* [Work to be completed]:
Which lines of the listing below contain the word "ultimately"? Return them.

::: Provided data

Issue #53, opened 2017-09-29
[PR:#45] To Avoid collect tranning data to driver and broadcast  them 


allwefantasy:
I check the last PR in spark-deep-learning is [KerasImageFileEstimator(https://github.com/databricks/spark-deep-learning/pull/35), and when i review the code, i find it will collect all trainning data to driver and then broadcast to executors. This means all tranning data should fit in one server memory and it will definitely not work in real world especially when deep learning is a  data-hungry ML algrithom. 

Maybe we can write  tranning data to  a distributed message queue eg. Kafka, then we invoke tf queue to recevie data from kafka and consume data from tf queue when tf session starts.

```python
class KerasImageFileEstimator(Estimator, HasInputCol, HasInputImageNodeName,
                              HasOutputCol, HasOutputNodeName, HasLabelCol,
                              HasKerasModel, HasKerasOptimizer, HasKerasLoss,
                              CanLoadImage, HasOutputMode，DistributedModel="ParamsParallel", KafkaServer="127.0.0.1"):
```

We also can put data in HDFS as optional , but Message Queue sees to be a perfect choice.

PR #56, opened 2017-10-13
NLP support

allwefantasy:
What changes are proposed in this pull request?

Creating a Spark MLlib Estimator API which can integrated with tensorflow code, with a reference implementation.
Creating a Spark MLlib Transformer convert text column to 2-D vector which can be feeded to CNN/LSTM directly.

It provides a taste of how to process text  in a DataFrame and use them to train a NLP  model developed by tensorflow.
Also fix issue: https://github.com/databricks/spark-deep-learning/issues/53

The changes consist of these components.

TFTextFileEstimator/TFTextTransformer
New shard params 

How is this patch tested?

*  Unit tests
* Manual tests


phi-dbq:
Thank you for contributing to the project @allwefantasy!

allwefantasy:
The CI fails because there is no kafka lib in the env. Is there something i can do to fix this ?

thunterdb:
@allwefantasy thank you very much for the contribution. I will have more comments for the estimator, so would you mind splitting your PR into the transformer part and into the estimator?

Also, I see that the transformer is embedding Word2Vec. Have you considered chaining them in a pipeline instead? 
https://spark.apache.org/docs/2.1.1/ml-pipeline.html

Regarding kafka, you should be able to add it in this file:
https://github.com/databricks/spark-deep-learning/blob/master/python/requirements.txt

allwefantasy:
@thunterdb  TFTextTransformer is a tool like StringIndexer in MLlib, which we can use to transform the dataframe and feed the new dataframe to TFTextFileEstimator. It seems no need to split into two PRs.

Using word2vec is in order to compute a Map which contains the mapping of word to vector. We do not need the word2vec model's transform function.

::::::
::: Provided data

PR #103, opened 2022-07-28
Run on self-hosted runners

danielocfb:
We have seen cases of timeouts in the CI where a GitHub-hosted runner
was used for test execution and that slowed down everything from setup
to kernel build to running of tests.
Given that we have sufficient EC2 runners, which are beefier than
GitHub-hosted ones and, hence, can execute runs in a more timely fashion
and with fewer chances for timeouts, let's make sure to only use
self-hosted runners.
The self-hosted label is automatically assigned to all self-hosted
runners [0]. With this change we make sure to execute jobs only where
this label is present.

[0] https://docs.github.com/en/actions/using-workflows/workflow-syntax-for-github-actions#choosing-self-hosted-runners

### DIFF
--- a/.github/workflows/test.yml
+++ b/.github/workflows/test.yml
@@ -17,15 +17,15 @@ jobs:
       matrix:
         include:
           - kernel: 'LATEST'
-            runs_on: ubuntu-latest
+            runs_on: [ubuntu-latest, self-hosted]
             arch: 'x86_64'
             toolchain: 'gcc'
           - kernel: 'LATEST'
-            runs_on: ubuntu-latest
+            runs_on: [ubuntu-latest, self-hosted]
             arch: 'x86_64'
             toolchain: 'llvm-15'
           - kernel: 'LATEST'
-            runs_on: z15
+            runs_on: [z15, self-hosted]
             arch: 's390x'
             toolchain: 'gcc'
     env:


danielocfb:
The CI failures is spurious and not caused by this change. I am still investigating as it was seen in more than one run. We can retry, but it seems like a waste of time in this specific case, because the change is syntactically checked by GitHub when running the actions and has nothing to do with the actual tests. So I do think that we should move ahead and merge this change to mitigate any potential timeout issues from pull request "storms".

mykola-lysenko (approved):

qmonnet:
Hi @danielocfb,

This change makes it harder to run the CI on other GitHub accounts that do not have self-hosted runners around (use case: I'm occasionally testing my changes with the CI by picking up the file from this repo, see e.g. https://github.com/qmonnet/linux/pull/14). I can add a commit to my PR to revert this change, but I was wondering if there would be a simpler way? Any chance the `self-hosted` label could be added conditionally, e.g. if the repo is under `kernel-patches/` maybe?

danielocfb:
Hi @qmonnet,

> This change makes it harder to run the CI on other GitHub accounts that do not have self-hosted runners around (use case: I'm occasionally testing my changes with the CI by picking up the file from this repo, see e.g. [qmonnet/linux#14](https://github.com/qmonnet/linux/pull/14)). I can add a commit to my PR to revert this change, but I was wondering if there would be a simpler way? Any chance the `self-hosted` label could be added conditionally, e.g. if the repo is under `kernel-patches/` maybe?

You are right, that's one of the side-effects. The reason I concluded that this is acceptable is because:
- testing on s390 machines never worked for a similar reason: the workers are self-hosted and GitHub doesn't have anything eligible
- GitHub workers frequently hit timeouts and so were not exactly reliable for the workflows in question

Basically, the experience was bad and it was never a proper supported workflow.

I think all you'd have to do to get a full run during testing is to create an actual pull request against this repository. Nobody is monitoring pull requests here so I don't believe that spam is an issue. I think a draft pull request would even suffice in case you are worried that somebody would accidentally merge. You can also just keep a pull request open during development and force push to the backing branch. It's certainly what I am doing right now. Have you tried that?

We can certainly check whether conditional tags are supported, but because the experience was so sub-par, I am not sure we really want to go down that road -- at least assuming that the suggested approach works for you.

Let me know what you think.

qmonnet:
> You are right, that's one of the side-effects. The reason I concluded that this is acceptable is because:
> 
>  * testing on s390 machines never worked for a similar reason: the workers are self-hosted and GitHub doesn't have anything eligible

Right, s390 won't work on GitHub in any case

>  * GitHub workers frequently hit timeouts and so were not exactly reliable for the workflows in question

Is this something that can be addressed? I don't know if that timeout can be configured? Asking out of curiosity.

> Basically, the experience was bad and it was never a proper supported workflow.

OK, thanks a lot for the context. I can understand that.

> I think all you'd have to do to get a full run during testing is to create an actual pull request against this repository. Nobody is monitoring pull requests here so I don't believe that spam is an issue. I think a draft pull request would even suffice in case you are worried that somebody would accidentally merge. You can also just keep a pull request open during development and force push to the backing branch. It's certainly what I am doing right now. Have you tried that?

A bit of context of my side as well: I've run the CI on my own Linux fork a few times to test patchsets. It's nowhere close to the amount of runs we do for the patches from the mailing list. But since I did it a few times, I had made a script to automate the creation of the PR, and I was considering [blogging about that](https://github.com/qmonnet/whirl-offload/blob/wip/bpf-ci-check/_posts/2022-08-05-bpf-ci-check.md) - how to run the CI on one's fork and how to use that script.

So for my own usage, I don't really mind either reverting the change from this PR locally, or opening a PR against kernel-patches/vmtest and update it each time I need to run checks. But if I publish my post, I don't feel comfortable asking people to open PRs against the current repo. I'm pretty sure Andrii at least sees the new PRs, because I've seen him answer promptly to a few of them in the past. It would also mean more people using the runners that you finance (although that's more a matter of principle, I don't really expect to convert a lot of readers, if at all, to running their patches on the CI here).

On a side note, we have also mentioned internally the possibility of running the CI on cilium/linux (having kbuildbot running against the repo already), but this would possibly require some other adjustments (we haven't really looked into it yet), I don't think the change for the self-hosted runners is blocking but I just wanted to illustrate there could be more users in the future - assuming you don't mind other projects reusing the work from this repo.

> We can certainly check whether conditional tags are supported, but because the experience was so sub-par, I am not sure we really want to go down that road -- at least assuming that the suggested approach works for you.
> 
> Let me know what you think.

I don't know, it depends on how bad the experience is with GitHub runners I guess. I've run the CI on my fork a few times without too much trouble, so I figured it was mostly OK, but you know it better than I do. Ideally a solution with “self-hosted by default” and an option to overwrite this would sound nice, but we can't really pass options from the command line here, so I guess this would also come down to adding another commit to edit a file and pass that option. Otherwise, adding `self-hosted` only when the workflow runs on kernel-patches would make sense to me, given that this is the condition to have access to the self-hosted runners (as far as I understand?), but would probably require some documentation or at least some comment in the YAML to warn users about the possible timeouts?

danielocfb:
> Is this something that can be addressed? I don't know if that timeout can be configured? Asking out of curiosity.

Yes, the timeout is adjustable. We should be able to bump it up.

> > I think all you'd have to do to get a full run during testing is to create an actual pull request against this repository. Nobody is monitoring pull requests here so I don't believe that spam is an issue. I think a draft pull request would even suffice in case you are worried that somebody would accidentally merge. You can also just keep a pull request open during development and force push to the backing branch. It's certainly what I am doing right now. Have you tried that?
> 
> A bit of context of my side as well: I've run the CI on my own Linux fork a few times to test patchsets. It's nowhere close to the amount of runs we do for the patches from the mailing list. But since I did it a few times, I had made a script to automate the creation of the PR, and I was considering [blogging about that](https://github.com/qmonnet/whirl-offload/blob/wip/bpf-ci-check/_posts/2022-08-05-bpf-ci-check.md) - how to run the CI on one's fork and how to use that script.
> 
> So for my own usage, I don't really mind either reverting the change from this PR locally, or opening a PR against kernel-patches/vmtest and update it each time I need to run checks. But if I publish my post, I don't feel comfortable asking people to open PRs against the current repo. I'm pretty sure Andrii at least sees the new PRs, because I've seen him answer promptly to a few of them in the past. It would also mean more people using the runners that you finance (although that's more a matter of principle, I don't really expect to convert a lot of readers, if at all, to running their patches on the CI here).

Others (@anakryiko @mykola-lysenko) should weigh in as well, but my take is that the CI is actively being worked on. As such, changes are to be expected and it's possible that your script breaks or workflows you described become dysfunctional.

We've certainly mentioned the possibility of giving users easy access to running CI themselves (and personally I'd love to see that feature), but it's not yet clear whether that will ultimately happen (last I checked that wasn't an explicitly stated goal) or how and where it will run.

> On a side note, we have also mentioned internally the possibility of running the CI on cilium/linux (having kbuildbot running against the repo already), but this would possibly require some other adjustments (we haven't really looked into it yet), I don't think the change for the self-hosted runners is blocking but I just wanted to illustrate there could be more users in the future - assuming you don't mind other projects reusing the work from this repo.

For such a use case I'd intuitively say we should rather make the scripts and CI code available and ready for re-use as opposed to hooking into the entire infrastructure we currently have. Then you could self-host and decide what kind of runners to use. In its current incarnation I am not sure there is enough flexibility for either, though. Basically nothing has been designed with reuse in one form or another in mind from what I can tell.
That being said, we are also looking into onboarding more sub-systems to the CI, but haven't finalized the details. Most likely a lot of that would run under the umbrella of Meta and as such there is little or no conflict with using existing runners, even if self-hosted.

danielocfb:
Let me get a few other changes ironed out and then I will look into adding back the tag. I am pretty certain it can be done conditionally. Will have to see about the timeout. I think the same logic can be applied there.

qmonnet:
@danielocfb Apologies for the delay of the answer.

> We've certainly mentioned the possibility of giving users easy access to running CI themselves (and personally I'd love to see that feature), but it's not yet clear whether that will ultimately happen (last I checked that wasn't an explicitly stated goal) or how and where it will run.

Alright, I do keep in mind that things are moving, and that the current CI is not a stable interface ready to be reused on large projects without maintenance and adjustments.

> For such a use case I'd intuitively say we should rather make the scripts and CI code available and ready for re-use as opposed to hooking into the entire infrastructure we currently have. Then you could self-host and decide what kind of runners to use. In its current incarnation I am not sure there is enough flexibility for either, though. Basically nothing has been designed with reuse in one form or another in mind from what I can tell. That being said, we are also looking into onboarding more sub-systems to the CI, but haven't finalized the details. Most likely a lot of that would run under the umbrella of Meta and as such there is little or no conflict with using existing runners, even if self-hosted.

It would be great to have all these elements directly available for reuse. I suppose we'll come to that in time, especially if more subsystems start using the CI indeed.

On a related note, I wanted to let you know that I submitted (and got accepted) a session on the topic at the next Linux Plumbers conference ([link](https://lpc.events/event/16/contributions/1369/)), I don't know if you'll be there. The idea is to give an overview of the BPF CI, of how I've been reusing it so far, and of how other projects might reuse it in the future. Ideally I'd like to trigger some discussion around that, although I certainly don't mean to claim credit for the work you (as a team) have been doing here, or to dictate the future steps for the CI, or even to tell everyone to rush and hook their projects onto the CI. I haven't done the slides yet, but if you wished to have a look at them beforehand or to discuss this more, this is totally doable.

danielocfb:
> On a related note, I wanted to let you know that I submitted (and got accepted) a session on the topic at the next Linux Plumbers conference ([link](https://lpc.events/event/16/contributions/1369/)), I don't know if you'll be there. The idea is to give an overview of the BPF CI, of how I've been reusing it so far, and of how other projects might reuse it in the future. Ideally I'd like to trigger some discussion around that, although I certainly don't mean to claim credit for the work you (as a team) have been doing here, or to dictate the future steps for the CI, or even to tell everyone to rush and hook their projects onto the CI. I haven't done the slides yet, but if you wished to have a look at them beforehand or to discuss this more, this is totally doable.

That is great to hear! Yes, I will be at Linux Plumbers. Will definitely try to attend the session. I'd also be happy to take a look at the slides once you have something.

::::::
::: Provided data

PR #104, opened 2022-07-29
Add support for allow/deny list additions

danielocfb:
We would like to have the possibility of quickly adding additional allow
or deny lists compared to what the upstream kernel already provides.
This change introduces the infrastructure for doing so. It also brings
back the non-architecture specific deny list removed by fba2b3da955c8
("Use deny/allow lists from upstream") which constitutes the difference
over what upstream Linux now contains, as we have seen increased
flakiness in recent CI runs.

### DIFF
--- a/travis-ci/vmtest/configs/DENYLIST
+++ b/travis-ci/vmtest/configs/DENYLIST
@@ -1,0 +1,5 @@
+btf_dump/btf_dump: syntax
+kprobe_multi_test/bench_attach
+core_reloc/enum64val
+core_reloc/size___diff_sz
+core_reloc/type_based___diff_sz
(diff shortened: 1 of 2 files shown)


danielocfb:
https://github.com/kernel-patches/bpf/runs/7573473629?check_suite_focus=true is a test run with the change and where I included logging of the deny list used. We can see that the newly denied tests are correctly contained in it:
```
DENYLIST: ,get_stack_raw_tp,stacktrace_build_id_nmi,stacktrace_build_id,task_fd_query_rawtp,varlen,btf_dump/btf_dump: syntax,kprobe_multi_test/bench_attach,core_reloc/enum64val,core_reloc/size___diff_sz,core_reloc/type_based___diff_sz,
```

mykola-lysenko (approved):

::::::

* [Result of the task]:
We've certainly mentioned the possibility of giving users easy access to running CI themselves (and personally I'd love to see that feature), but it's not yet clear whether that will ultimately happen (last I checked that wasn't an explicitly stated goal) or how and where it will run.
> We've certainly mentioned the possibility of giving users easy access to running CI themselves (and personally I'd love to see that feature), but it's not yet clear whether that will ultimately happen (last I checked that wasn't an explicitly stated goal) or how and where it will run.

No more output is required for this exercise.